葫蘆蹲在旁邊,眼巴巴地盯著鍋,口水都快流下來了。
“師父,這魚哪兒來的?”
“河裡抓的。”無為頭也不回。
“河裡?”葫蘆眨眨眼睛,“可咱們道觀旁邊那條河,不是寶華寺的地盤嗎?”
“嗯。”
“寶華寺的和尚不是說,那條河是他們放生的,不讓抓嗎?”
“嗯。”
“那您還抓?”
無為終於抬起頭,看了他一眼。
“河裡的魚,是老天爺的。他們放生是他們的事,貧道抓魚是貧道的事。老天爺都冇說話,他們和尚有什麼資格管?”
葫蘆愣了一愣,然後用力點頭:“師父說得對!”
林軒拄著柺杖站在門口,忍不住笑了。
這老道士,真是……
他慢慢走過去,在灶邊坐下。
“道長,這魚聞著真香。”
無為瞥了他一眼,忽然笑了。
“醒了三天,也該吃點正經東西了。”
他用勺子舀了一碗湯,遞給林軒,“嚐嚐。”
林軒接過碗,喝了一口。
湯鮮味美,帶著一股河魚的清甜。
“這是什麼魚?”林軒問。
“烏魚!”
林軒一愣,烏魚產卵後會失明一段時間,導致無法覓食。在這段時間裡,部分魚仔會爭相遊進魚媽媽的嘴裡充當食物,直到魚媽媽恢複視力。

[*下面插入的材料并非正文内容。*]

PR #213, opened 2020-09-21
Fix operator precedence warnings, add support for HypreParVector expr templates

### LINKED ISSUE #209: Fix warnings in clang 10 build

joshessman-llnl:
The distribution of expression template evaluation isn't particularly useful outside the context of a distributed memory model, so this PR adds experimental support for using `mfem::HypreParVector` with expression templates.  The Sphinx docs have been updated to reflect this new functionality and its limitations.

Resolves #209

### DIFF
--- a/tests/benchmark_expr_templates.cpp
+++ b/tests/benchmark_expr_templates.cpp
@@ -34,6 +34,29 @@ static std::pair<mfem::DenseMatrix, mfem::Vector> sample_matvec(const int rows, 
   return {matrix, vec_in};
 }
 
+static auto build_partitioning(MPI_Comm comm, const int size)
+{
+  int num_procs = 0;
+  int rank      = 0;
+  MPI_Comm_size(comm, &num_procs);
+  MPI_Comm_rank(comm, &rank);
+  bool assumed_partition = HYPRE_AssumedPartitionCheck();
+  auto partitioning      = std::make_unique<int[]>(assumed_partition ? 2 : (num_procs + 1));
+  auto per_proc          = (size / num_procs) + ((size % num_procs != 0) ? 1 : 0);
+
+  if (assumed_partition) {
+    auto n_entries  = (rank == num_procs - 1) ? size - ((num_procs - 1) * per_proc) : per_proc;
+    partitioning[0] = per_proc * rank;
+    partitioning[1] = (per_proc * rank) + n_entries;
+  } else {
+    for (int i = 0; i < num_procs; i++) {
+      partitioning[i] = per_proc * i;
+    }
+    partitioning[num_procs] = size;
+  }
+  return std::make_pair(std::move(partitioning), per_proc * rank);
+}
+
 static void BM_mixed_expr_MFEM(benchmark::State& state)
 {
   MPI_Barrier(MPI_COMM_WORLD);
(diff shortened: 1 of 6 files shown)


tests/benchmark_expr_templates.cpp
```diff
@@ -34,6 +34,29 @@ static std::pair<mfem::DenseMatrix, mfem::Vector> sample_matvec(const int rows,
...
 }
 
+static auto build_partitioning(MPI_Comm comm, const int size)
+{
+  int num_procs = 0;
+  int rank      = 0;
+  MPI_Comm_size(comm, &num_procs);
+  MPI_Comm_rank(comm, &rank);
+  bool assumed_partition = HYPRE_AssumedPartitionCheck();
+  auto partitioning      = std::make_unique<int[]>(assumed_partition ? 2 : (num_procs + 1));
```
samuelpmishLLNL, line 44: At first glance, I'm not actually sure what `std::make_unique<int[]>(assumed_partition ? 2 : (num_procs + 1));` does. Does this need `std::unique_ptr`, or does `std::vector<int>` work?

tests/benchmark_expr_templates.cpp
```diff
@@ -178,12 +201,38 @@ static void BM_large_expr_single_alloc_par_EXPR(benchmark::State& state)
...
+}
+
 BENCHMARK(BM_mixed_expr_MFEM)->RangeMultiplier(2)->Range(10, 10 << 10);
 BENCHMARK(BM_mixed_expr_EXPR)->RangeMultiplier(2)->Range(10, 10 << 10);
 BENCHMARK(BM_mixed_expr_single_alloc_EXPR)->RangeMultiplier(2)->Range(10, 10 << 10);
 BENCHMARK(BM_large_expr_MFEM)->RangeMultiplier(2)->Range(10, 10 << 10);
 BENCHMARK(BM_large_expr_single_alloc_EXPR)->RangeMultiplier(2)->Range(10, 10 << 10);
-BENCHMARK(BM_large_expr_single_alloc_par_EXPR)->RangeMultiplier(2)->Range(10, 10 << 10);
+
+// Too slow
```
samuelpmishLLNL, line 233: If we changed the large expr examples to use sparse matrices instead of dense, it could reduce the runtime of those tests and would be more representative of our calculations too.

samuelpmishLLNL (approved):

tests/benchmark_expr_templates.cpp
joshessman-llnl: The conditional size check is because Hypre uses one of two schemes for partitioning, depending on how it was compiled.

The constructor for `HypreParVector` only needs a raw integer array.  `std::vector` + `v.data()` would work fine, but `unique_ptr` is slightly less overhead.

white238 (approved):

joshessman-llnl:
LGTM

“不是說烏魚是孝魚,道家不吃的嗎?道長,您怎麼……”
無為放下勺子,轉頭回道:“孝順的都在它母親肚子裡了,這些個偷偷長大的,都是不孝的。貧道吃這些不孝魚,有什麼問題嗎?”
“嗬嗬!”林軒笑著擺手:“冇問題,冇問題,道長高興就好!”
他忽然想起一件事。
“道長,您救了我的命,又給我吃喝,我實在是無以為報……”
“那就彆報。”無為打斷他,又給自己舀了一碗湯,“貧道救你,是因為想救。你活過來了,貧道就高興。什麼報不報的,累得慌。”
林軒愣住了。
他看著麵前這個穿著破道袍、蹲在灶邊喝魚湯的老道士,心裡忽然湧起一股奇怪的感覺。
這道長,和他見過的所有出家人都不一樣。
不是為了功德,不是為了名聲,甚至不是為了什麼“救人一命勝造七級浮屠”——他就是想救,所以就救了。
想吃魚,就去抓。想救人,就救。想拿和尚的錢,就拿——反正他們錢多,也花不完。
隨心所欲,真實自在。
林軒忽然笑了。
“道長,您這樣活,真是……讓人羨慕。”
無為抬起頭,看了他一眼。
那渾濁的老眼裡,閃過一絲笑意。
“小子,你是第一個這麼說的人。”
他用勺子指了指林軒,“其他人見了貧道,都說貧道瘋瘋癲癲,不守清規。”
林軒搖搖頭。
“不是瘋癲。”他說,“是通透。”
無為愣了一下,隨即哈哈大笑。
那笑聲爽朗暢快,驚得屋簷上的鳥兒撲棱棱飛走了。